__Task to complete__
Could you please retype all of the data below exactly?

——————————

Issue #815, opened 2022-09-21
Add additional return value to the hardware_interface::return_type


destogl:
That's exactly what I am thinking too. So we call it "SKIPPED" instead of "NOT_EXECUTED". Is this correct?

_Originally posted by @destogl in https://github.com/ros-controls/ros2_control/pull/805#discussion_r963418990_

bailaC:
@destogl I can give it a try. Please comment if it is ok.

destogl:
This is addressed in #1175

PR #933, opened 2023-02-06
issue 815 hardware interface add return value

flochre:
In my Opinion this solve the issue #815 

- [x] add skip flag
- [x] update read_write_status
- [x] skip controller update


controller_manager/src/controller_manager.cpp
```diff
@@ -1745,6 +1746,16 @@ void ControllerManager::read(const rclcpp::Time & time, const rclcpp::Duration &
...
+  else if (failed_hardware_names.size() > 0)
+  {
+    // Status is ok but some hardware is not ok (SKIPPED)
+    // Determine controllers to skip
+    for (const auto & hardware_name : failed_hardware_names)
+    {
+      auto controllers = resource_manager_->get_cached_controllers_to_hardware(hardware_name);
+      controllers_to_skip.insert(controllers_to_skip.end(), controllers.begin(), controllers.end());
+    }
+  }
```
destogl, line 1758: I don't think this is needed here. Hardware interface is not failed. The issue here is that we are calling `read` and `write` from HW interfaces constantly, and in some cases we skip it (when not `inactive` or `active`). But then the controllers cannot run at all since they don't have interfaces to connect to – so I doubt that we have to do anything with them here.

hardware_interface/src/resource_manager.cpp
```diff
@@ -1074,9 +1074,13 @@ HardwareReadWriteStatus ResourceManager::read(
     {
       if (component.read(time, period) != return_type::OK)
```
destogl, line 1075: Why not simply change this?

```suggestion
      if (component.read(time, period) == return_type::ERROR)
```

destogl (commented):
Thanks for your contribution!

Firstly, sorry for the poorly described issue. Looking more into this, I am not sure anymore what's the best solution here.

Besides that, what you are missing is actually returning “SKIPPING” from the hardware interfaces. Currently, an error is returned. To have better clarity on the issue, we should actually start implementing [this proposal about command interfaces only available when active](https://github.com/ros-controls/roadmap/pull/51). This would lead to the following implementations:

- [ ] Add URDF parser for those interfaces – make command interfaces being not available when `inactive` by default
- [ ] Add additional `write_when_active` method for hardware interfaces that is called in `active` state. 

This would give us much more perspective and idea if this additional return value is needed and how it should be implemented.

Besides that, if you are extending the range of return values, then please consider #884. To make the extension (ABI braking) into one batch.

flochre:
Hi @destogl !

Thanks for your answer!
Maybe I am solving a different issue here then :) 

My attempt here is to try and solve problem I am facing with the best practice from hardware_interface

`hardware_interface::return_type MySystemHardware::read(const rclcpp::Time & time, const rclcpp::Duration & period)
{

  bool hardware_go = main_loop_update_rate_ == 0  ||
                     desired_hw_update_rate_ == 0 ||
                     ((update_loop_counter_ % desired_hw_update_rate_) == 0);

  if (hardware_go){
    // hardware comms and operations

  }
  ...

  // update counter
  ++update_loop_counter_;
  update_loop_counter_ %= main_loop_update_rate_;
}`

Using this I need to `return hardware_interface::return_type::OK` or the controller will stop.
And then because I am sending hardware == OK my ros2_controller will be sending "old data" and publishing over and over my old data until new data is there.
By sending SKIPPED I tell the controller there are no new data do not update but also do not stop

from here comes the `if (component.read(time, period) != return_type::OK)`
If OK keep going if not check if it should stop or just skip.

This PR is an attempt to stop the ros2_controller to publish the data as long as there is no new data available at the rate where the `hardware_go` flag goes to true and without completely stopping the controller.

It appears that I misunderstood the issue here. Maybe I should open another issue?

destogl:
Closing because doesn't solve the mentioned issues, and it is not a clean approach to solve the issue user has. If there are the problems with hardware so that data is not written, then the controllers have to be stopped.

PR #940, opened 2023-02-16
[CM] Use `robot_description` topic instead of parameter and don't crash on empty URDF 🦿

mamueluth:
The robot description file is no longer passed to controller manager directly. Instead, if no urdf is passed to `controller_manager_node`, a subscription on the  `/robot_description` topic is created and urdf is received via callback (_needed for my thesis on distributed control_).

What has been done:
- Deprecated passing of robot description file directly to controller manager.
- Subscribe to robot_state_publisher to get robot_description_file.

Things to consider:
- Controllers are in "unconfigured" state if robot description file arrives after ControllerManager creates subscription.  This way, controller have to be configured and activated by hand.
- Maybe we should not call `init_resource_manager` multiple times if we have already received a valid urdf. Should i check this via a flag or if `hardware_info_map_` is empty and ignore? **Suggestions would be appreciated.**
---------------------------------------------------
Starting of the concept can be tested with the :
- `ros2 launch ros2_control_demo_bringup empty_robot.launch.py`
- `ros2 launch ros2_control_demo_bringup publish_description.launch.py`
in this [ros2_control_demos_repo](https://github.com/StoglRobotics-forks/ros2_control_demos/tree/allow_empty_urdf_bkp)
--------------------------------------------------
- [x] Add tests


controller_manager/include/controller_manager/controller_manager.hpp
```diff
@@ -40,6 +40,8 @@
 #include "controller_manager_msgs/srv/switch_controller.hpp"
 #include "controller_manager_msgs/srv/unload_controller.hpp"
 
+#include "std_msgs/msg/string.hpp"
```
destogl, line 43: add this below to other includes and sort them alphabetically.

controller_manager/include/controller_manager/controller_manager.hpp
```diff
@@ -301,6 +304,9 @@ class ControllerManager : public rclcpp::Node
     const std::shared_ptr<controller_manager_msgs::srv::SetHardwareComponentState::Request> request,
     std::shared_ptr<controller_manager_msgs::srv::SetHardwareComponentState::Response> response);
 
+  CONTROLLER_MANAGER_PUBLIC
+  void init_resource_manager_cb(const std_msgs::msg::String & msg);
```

——————————

__Finished task__
Issue #815, opened 2022-09-21
Add additional return value to the hardware_interface::return_type


destogl:
That's exactly what I am thinking too. So we call it "SKIPPED" instead of "NOT_EXECUTED". Is this correct?

_Originally posted by @destogl in https://github.com/ros-controls/ros2_control/pull/805#discussion_r963418990_

bailaC:
@destogl I can give it a try. Please comment if it is ok.

destogl:
This is addressed in #1175

PR #933, opened 2023-02-06
issue 815 hardware interface add return value

flochre:
In my Opinion this solve the issue #815 

- [x] add skip flag
- [x] update read_write_status
- [x] skip controller update


controller_manager/src/controller_manager.cpp
```diff
@@ -1745,6 +1746,16 @@ void ControllerManager::read(const rclcpp::Time & time, const rclcpp::Duration &
...
+  else if (failed_hardware_names.size() > 0)
+  {
+    // Status is ok but some hardware is not ok (SKIPPED)
+    // Determine controllers to skip
+    for (const auto & hardware_name : failed_hardware_names)
+    {
+      auto controllers = resource_manager_->get_cached_controllers_to_hardware(hardware_name);
+      controllers_to_skip.insert(controllers_to_skip.end(), controllers.begin(), controllers.end());
+    }
+  }
```
destogl, line 1758: I don't think this is needed here. Hardware interface is not failed. The issue here is that we are calling `read` and `write` from HW interfaces constantly, and in some cases we skip it (when not `inactive` or `active`). But then the controllers cannot run at all since they don't have interfaces to connect to – so I doubt that we have to do anything with them here.

hardware_interface/src/resource_manager.cpp
```diff
@@ -1074,9 +1074,13 @@ HardwareReadWriteStatus ResourceManager::read(
     {
       if (component.read(time, period) != return_type::OK)
```
destogl, line 1075: Why not simply change this?

```suggestion
      if (component.read(time, period) == return_type::ERROR)
```

destogl (commented):
Thanks for your contribution!

Firstly, sorry for the poorly described issue. Looking more into this, I am not sure anymore what's the best solution here.

Besides that, what you are missing is actually returning “SKIPPING” from the hardware interfaces. Currently, an error is returned. To have better clarity on the issue, we should actually start implementing [this proposal about command interfaces only available when active](https://github.com/ros-controls/roadmap/pull/51). This would lead to the following implementations:

- [ ] Add URDF parser for those interfaces – make command interfaces being not available when `inactive` by default
- [ ] Add additional `write_when_active` method for hardware interfaces that is called in `active` state. 

This would give us much more perspective and idea if this additional return value is needed and how it should be implemented.

Besides that, if you are extending the range of return values, then please consider #884. To make the extension (ABI braking) into one batch.

flochre:
Hi @destogl !

Thanks for your answer!
Maybe I am solving a different issue here then :) 

My attempt here is to try and solve problem I am facing with the best practice from hardware_interface

`hardware_interface::return_type MySystemHardware::read(const rclcpp::Time & time, const rclcpp::Duration & period)
{

  bool hardware_go = main_loop_update_rate_ == 0  ||
                     desired_hw_update_rate_ == 0 ||
                     ((update_loop_counter_ % desired_hw_update_rate_) == 0);

  if (hardware_go){
    // hardware comms and operations

  }
  ...

  // update counter
  ++update_loop_counter_;
  update_loop_counter_ %= main_loop_update_rate_;
}`

Using this I need to `return hardware_interface::return_type::OK` or the controller will stop.
And then because I am sending hardware == OK my ros2_controller will be sending "old data" and publishing over and over my old data until new data is there.
By sending SKIPPED I tell the controller there are no new data do not update but also do not stop

from here comes the `if (component.read(time, period) != return_type::OK)`
If OK keep going if not check if it should stop or just skip.

This PR is an attempt to stop the ros2_controller to publish the data as long as there is no new data available at the rate where the `hardware_go` flag goes to true and without completely stopping the controller.

It appears that I misunderstood the issue here. Maybe I should open another issue?

destogl:
Closing because doesn't solve the mentioned issues, and it is not a clean approach to solve the issue user has. If there are the problems with hardware so that data is not written, then the controllers have to be stopped.

PR #940, opened 2023-02-16
[CM] Use `robot_description` topic instead of parameter and don't crash on empty URDF 🦿

mamueluth:
The robot description file is no longer passed to controller manager directly. Instead, if no urdf is passed to `controller_manager_node`, a subscription on the  `/robot_description` topic is created and urdf is received via callback (_needed for my thesis on distributed control_).

What has been done:
- Deprecated passing of robot description file directly to controller manager.
- Subscribe to robot_state_publisher to get robot_description_file.

Things to consider:
- Controllers are in "unconfigured" state if robot description file arrives after ControllerManager creates subscription.  This way, controller have to be configured and activated by hand.
- Maybe we should not call `init_resource_manager` multiple times if we have already received a valid urdf. Should i check this via a flag or if `hardware_info_map_` is empty and ignore? **Suggestions would be appreciated.**
---------------------------------------------------
Starting of the concept can be tested with the :
- `ros2 launch ros2_control_demo_bringup empty_robot.launch.py`
- `ros2 launch ros2_control_demo_bringup publish_description.launch.py`
in this [ros2_control_demos_repo](https://github.com/StoglRobotics-forks/ros2_control_demos/tree/allow_empty_urdf_bkp)
--------------------------------------------------
- [x] Add tests


controller_manager/include/controller_manager/controller_manager.hpp
```diff
@@ -40,6 +40,8 @@
 #include "controller_manager_msgs/srv/switch_controller.hpp"
 #include "controller_manager_msgs/srv/unload_controller.hpp"
 
+#include "std_msgs/msg/string.hpp"
```
destogl, line 43: add this below to other includes and sort them alphabetically.

controller_manager/include/controller_manager/controller_manager.hpp
```diff
@@ -301,6 +304,9 @@ class ControllerManager : public rclcpp::Node
     const std::shared_ptr<controller_manager_msgs::srv::SetHardwareComponentState::Request> request,
     std::shared_ptr<controller_manager_msgs::srv::SetHardwareComponentState::Response> response);
 
+  CONTROLLER_MANAGER_PUBLIC
+  void init_resource_manager_cb(const std_msgs::msg::String & msg);
```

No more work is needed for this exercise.